Oren bevatten veel bloedvaten, dus het is theoretisch mogelijk dat de lobben een rol spelen bij de temperatuurregulatie, vergelijkbaar met hoe de enorme oren van olifanten hen helpen koel te blijven, zegt hij. Hoewel zowel hij als Le Maître opmerken dat de theorie weinig meer is dan giswerk. Aan de andere kant hebben sommige wetenschappers, zoals de zoöloog Desmond Morris, eerder het idee geopperd dat de oorschelpen zijn geëvolueerd als een erogene zone om paring te vergemakkelijken, maar er is weinig direct bewijs dat dit soort seksuele selectie onze oren heeft gevormd.

In tegenstelling tot de meeste andere delen van het oor variëren de lobben sterk van persoon tot persoon.
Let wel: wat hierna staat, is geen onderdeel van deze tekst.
PR #2966, opened 2023-10-17
Restrict custom catalogs and npmrc to licensed team types

### LINKED ISSUE #2950: Fix licensing of custom catalog feature
### Description

When #2526 was implemented it did not get scoped to the right license level. We need to ensure the custom npmrc and catalog list is only available to:
 - EE licensed instances
 - FF Cloud - Team tier or higher

```[tasklist]
### Tasks
- [ ] Add filter to these settings in the runtime if not EE licensed
- [ ] Add 'customCatalogs' feature flag to platform - based on EE license
- [ ] Add 'customCatalogs' feature flag to TeamType object
- [ ] In Template view, hide the relevant fields if feature flag is not set for either platform or current TeamType.
``` 

### Epic/Story

_No response_

knolleary:
Fixes #2950

## Description

This PR moves the custom catalog and npmrc settings to be behind a licensed feature flag.

Furthermore, it is added as a TeamType feature flag so only select teams types within a licensed instance will have access to the feature.

---

This is currently UI only. Getting that side raised whilst I add some backend handling for this to match along with tests.

### DIFF
--- a/frontend/src/pages/instance/Settings/Palette.vue
+++ b/frontend/src/pages/instance/Settings/Palette.vue
@@ -1,8 +1,8 @@
 <template>
     <form class="space-y-6">
         <TemplateSettingsPalette v-model="editable" :editTemplate="false" />
-        <TemplateSectionCatalogue v-model="editable" :editTemplate="false" :readOnly="!catalogueEditable" :project="project" />
-        <TemplateSectionNPM v-model="editable" :editTemplate="false" :readOnly="!npmEditable" :project="project" />
+        <TemplateSectionCatalogue v-if="catalogFeatureEnabledForTeam" v-model="editable" :editTemplate="false" :readOnly="!catalogueEditable" :project="project" />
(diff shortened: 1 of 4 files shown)


frontend/src/pages/instance/Settings/Palette.vue
```diff
@@ -72,7 +72,14 @@ export default {
...
     computed: {
-        ...mapState('account', ['team', 'teamMembership']),
+        ...mapState('account', ['team', 'teamMembership', 'features']),
+        catalogFeatureEnabledForTeam () {
+            if (!this.features.customCatalogs) {
+                return false
+            }
+            const flag = this.team.type.properties.features?.customCatalogs
+            return flag === undefined || flag
+        },
```
knolleary, line 82: This is the instance-specific view of settings, so we have to check both the platform feature flag and the current team type features.

hardillb:
Looks good, will review in concert with the back end

hardillb (approved):

Issue #2755, opened 2023-09-14
Resource utilization alerts in Auditlog for Node-RED Instances


MarianRaphael:
### Description

Add a feature to the Auditlog that displays alerts when the resources (CPU, Memory) reach 80%, 90%, and 100% utilization for each Node-RED instance. This feature is aimed at assisting users in decision-making about the need for resource upgrades and identifying the root cause of instance crashes.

Misschien heb je op de middelbare school geleerd dat je gekoppelde of afzonderlijke lobben erft van een enkele reeks allelen die je van je ouders hebt doorgegeven. En hoewel blijkt dat deze grove simplificatie in werkelijkheid niet waar is, zijn onze kwabben er in verschillende vormen en typen, bepaald door genetica. Dat niveau van variabiliteit suggereert dat de lobben veel minder onder druk staan ​​om zich aan een bepaalde vorm en doel aan te passen dan zoiets als de goed geslepen botten van het middenoor, zegt Le Maître.

In plaats daarvan zouden onze kwabben eenvoudigweg het bewijs kunnen zijn dat evolutie geen perfect ontwerpproces is. ‘Niet elke eigenschap die is geëvolueerd, is adaptief’, zegt Bridget Alex, een paleoantropoloog aan de Harvard University. Er kunnen fysieke en biologische beperkingen optreden. Er is sprake van willekeur door middel van genetische drift – waarbij een bepaalde reeks eigenschappen dominant wordt in een groep.
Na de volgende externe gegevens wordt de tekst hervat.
PR #2973, opened 2023-10-19
Chore: Throw for unhandled exceptions in tests

Pezmc:
## Description

I discovered that have unhandled promise rejections being thrown in production meaning that some error states are being silently dropped without our knowledge.

Adding this guard to our tests should stop them slipping through the net while we work on more long term fixes.

## Related Issue(s)

https://github.com/FlowFuse/flowfuse/issues/2972

## Checklist

 - [ ] I have read the [contribution guidelines](https://github.com/FlowFuse/flowfuse/blob/main/CONTRIBUTING.md)
 - [ ] Suitable unit/system level tests have been added and they pass 
 - [ ] Documentation has been updated
    - [ ] Upgrade instructions
    - [ ] Configuration details
    - [ ] Concepts
 - [ ] Changes `flowforge.yml`?
    - [ ] Issue/PR raised on `FlowFuse/helm` to update ConfigMap Template
    - [ ] Issue/PR raised on `FlowFuse/CloudProject` to update values for Staging/Production

## Labels

 - [ ] Backport needed? -> add the `backport` label
 - [ ] Includes a DB migration? -> add the `area:migration` label

PR #2978, opened 2023-10-19
Prevent error when device is not found

Pezmc:
## Description

Previously the following line was throwing if `device` wasn't defined, but the error was silently being dropped https://github.com/FlowFuse/flowfuse/blob/a8261d8cc5b325e868e7f330d5c39213405aab04/forge/comms/devices.js#L68-L70

Rather than adding a guard, I added a virtual attribute directly to the model, and then I took the opportunity to reactor all the `device.ownerType === 'application'` checks throughout our code (which were slightly inconsistent).

## Related Issue(s)

Fixes https://github.com/FlowFuse/flowfuse/issues/2972

Merge target is: https://github.com/FlowFuse/flowfuse/pull/2973

## Checklist

    - [ ] Upgrade instructions
    - [ ] Configuration details
    - [ ] Concepts

## Labels

### DIFF
--- a/forge/comms/devices.js
+++ b/forge/comms/devices.js
@@ -109,6 +109,11 @@ class DeviceCommsHandler {
                 }
             } catch (err) {
                 // Not a JSON payload - ignore
+                if (err instanceof SyntaxError) {
+                    return
+                }
+
+                throw err
             }
         }
     }
--- a/forge/comms/devices.js
+++ b/forge/comms/devices.js
@@ -66,7 +66,6 @@ class DeviceCommsHandler {
         if (status.id && status.status) {
             const deviceId = status.id
             const device = await this.app.db.models.Device.byId(deviceId)
-            const isApplicationOwned = device.ownerType === 'application' && device.Application?.id
             if (!device) {
                 // TODO: log invalid device
                 return
@@ -95,7 +94,7 @@ class DeviceCommsHandler {
                     if (payload.snapshot !== (targetSnapshot?.hashid || null)) {
                         // The Snapshot is incorrect
                         sendUpdateCommand = true
-                    } else if (targetSnapshot && !isApplicationOwned && payload.project !== (targetSnapshot?.ProjectId || null)) {
+                    } else if (targetSnapshot && !device.isApplicationOwned && payload.project !== (targetSnapshot?.ProjectId || null)) {
                         // The project the device is reporting it belongs to does not match the target Snapshot parent project
                         sendUpdateCommand = true
                     }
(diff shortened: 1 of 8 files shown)


forge/comms/devices.js
```diff
@@ -66,7 +66,6 @@ class DeviceCommsHandler {
         if (status.id && status.status) {
             const deviceId = status.id
             const device = await this.app.db.models.Device.byId(deviceId)
-            const isApplicationOwned = device.ownerType === 'application' && device.Application?.id
```
Pezmc, line 69: This was the line causing the error when `device` was undefined

forge/comms/devices.js
```diff
@@ -110,6 +109,11 @@ class DeviceCommsHandler {
                 }
             } catch (err) {
                 // Not a JSON payload - ignore
+                if (err instanceof SyntaxError) {
```
Pezmc, line 112: Was previously swallowing all exceptions, even those unrelated to JSON parsing.

forge/db/controllers/Device.js
```diff
@@ -17,7 +17,7 @@ module.exports = {
             // Check the snapshot is one we recognise
             const snapshotId = app.db.models.ProjectSnapshot.decodeHashid(state.snapshot)
             // hashid.decode returns an array of values, not the raw value.
-            if (snapshotId.length > 0) {
+            if (snapshotId?.length > 0) {
```
Pezmc, line 20: If `state.snapshot` was not found in the DB this was raising an error (that was previously silently dropped)

forge/db/models/Device.js
```diff
@@ -26,10 +26,16 @@ module.exports = {
         mode: { type: DataTypes.STRING, allowNull: true, defaultValue: 'autonomous' },
         /** @type {'instance'|'application'|null} a virtual column that signifies the parent type e.g. `"instance"`, `"application"` */
         ownerType: {
-            type: DataTypes.VIRTUAL,
+            type: DataTypes.VIRTUAL(DataTypes.ENUM('instance', 'application', null)),
```
Pezmc, line 29: While in the area I added types to this virtual column

test/unit/forge/comms/devices_spec.js
```diff
@@ -203,4 +203,55 @@ describe('DeviceCommsHandler', function () {
             sockets[1].received().should.have.length(0)
         })
     })
+
+    describe('Device Status', function () {
```
Pezmc, line 207: This method previously had no test coverage, added some red/green coverage.

knolleary:
Tests failed as we had a test that was passing in a fake Device object into `insertPlatformSpecificEnvVars` which didn't have the new `isApplicationOwned` property on it.

Passing in fake objects isn't ideal in the tests for just this sort of reason - but not sinking time into that.

knolleary (approved):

En dan zijn er nog de zogenaamde evolutionaire ‘borsten’ – een term bedacht door de beroemde paleontoloog Stephen Jay Gould, die verwijst naar de driehoekige ruimte tussen de boog en het plafond van de kathedraal. Die driehoeken zijn niet noodzakelijkerwijs een opzettelijk onderdeel van het ontwerp, maar een bijproduct van het gewenste architectonische kenmerk, de boog. Op dezelfde manier kunnen sommige delen van ons lichaam een ​​toevallig bijproduct zijn van andere, legt Alex uit. Misschien zijn de lobben gevormd als gevolg van verplaatsing van het kraakbeen elders in onze oren, waardoor onze gehoorscherpte werd gemaximaliseerd en onbedoeld wat vlees achterbleef.
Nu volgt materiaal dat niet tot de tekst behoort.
PR #2996, opened 2023-10-23
feat: enable custom password and generate access token during initialization for ff-admin

AllanOricil:
## Goal

Enable users to programmatically manage their FF instance resources using the Rest API without requiring them to manually complete the setup, or create an admin user through the UI.

## Description

With these changes:
- `ff-admin` is created during start up.
- `ff-admin` password can be set using `FF_ADMIN_PASSWORD` env variable instead of being random.
- `ff-admin` personal access token can be created at start up using a new flow forge config called `create_admin_access_token`.
- when `create_admin = true` the setup is done automatically

I decided to move the `ff-admin` user creation from `./forge/routes/setup/index.js` to `./forge/forge.js` because the `ff-admin` creation no longer happens after accessing the `/setup` route, but when a forge server is started for the first time with no users.

## BEFORE
Screenshot 2023-10-25 at 16 31 16

## AFTER

image

## Related Issue(s)

N/A 
we discussed it on slack

## Checklist

    - [ ] Upgrade instructions
    - [ ] Configuration details
    - [ ] Concepts

## Labels


AllanOricil:
@hardillb I've fixed all lint issues: 

image

knolleary:
I'm not sure we want this to be the default behaviour for a new install - which your changes to `etc/flowforge.yml` imply they would be.

You second screenshot also shows some of the fields it logs are mixed up - refresh_token and expires at. 

We also need to think about your prosed moving of this logic to the main start up rather than the setup route and what consequences that has. I'm not going to rush this into today's release, but once we resolve things, it can get into the next maintenance release.

AllanOricil:
@knolleary just pushed changes to fix what you mentioned

AllanOricil:
I've rebased it

AllanOricil:
@knolleary @hardillb is there a problem with these changes?

knolleary:
Sorry @AllanOricil, Ben and I have both been travelling this week. We'll get this PR reviewed properly asap.

hardillb:
Just looking this over, if we have both a admin created and a admin API token created, do we want to run `await app.settings.set('setup:initialised', true)` to disable the setup wizard?

This would only if both those options are enabled as we do not expect the user to access the web interface to complete the setup?

Otherwise it looks OK, will need to check it still applies cleanly

AllanOricil:
@hardillb 

One of the steps of the setup allows people to add a license. Is there another way to input it later?

image

hardillb:
Yes an admin can enter a license under the admin settings page

AllanOricil:
I'm going to add a condition to avoid running that piece of code you shared @hardillb Is that OK?

hardillb:
@AllanOricil I think we need to have an internal discussion about this first. It's a quick change we can add on if needed.

hardillb:
OK, having discussed this, calling `app.settings.set('setup:initialised', true)` is not going to work.

What will be better is to enable the token based auth for the last step of the setup wizard, which generates the default stacks and generates some other internal values that are needed.

This would mean that the first API call after the startup would be to complete setup properly which will in turn disable the setup wizard.

AllanOricil:
could you move the user creation call to the right place or show the line where it has to be moved to?

AllanOricil:
I think I know where to do it. I will finish it this weekend.

hardillb:
> This would mean that the first API call after the startup would be to complete setup properly which will in turn disable the setup wizard.

By this we mean after start up for the first time (when the user and API token are generated) the first API call should be to `/setup/finish` which creates the default instance type, stack and template and team type 

https://github.com/FlowFuse/flowfuse/blob/2004f93287e69712235317225d00cbcd8bd88de1/forge/routes/setup/index.js#L67

Which looking at the code doesn't need any authentication so there shouldn't need to be a code change

forge/forge.js
```diff
@@ -19,6 +21,38 @@ const settings = require('./settings')
...
+const generatePassword = () => {
+    const charList = '0123456789ABCDEFGHIJKLMNOPQRSTUVWXYZabcdefghijklmnopqrstuvwxyz~!@-#$'
+    return Array.from(crypto.randomFillSync(new Uint32Array(8))).map(x => charList[x % charList.length]).join('')
+}
+
+async function createAdminAccessToken (server, userId) {
+    const { token, expiresAt, refreshToken } = await server.db.controllers.AccessToken.createTokenForUser(userId, null, ['all'], true)
+    server.log.info(`[SETUP] token: ${token}`)
+    server.log.info(`[SETUP] refresh token: ${refreshToken}`)
+    server.log.info(`[SETUP] expires at: ${expiresAt}`)
```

Oorschelpen zijn niet de enige indicatoren van de evolutie van soms slecht en constant werk. We hebben ook rudimentaire spieren in onze oren, overgebleven van de voorouders van zoogdieren die hun oren konden draaien en richten zoals katten dat kunnen. Ondanks dat ze nog steeds deze stukjes spiermassa hebben, kunnen de meeste mensen hun oren helemaal niet bewegen (net zoals onze staartbeenderen niet langer verbonden zijn met onze staarten). Andere nutteloze mysteries bleven bestaan. “Niemand weet precies waarom de menselijke baard is geëvolueerd [either]”, zegt Alex. “Is het adaptief, een bijproduct, een ongeluk, seksuele selectie?” Je kunt je kin (of lobben) strelen terwijl je over de vraag nadenkt, maar het antwoord wordt er waarschijnlijk niet duidelijker op.

Dit verhaal maakt deel uit van de populair-wetenschappelijke Ask Us Anything-serie, waarin we uw meest ongewone en verbijsterende vragen beantwoorden, van alledaags tot buitengewoon. Heb je iets dat je altijd al wilde weten? Vraag het ons.